Work instructions
Starting at the line below holding "< im->xsize; x++)\" and stopping at the line holding "if (x >= bbox[2])\", print every line exactly, both ends included, and leave the rest out.

═════ Entries supplied ═════

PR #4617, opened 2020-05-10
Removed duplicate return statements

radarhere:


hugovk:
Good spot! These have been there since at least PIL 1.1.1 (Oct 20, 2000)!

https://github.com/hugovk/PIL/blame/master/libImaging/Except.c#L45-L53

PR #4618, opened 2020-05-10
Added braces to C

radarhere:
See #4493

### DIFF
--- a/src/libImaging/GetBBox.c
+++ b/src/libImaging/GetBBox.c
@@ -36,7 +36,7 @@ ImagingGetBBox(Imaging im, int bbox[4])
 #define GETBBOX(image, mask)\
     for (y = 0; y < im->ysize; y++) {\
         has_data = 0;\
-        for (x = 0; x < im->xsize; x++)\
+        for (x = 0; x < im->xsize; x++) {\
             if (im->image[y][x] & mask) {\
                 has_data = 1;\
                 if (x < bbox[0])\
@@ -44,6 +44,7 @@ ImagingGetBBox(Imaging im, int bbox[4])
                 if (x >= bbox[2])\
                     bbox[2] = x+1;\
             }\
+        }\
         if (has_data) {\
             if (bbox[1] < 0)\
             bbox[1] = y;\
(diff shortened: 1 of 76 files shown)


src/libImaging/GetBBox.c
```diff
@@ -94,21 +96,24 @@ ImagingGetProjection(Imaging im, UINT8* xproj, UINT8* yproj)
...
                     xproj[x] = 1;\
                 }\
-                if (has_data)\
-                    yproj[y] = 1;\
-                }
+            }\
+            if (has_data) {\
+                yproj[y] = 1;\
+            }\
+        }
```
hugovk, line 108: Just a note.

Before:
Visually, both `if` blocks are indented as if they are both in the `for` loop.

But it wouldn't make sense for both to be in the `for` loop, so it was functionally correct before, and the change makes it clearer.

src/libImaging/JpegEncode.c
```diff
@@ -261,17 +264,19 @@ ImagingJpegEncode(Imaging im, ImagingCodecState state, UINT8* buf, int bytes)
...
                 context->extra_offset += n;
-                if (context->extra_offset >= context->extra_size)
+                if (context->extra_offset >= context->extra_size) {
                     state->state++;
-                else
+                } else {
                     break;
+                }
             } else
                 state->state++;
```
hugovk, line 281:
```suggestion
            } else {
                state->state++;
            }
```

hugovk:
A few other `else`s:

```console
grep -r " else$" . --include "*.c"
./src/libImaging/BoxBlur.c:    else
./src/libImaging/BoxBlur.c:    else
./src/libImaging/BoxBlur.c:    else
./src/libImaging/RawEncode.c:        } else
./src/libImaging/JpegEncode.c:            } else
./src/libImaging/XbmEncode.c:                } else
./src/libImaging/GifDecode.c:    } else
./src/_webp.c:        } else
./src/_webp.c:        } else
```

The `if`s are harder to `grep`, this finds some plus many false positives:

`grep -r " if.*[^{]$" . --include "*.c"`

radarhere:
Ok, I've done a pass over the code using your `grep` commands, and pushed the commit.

═════

Completed exercise
-        for (x = 0; x < im->xsize; x++)\
+        for (x = 0; x < im->xsize; x++) {\
             if (im->image[y][x] & mask) {\
                 has_data = 1;\
                 if (x < bbox[0])\
@@ -44,6 +44,7 @@ ImagingGetBBox(Imaging im, int bbox[4])
                 if (x >= bbox[2])\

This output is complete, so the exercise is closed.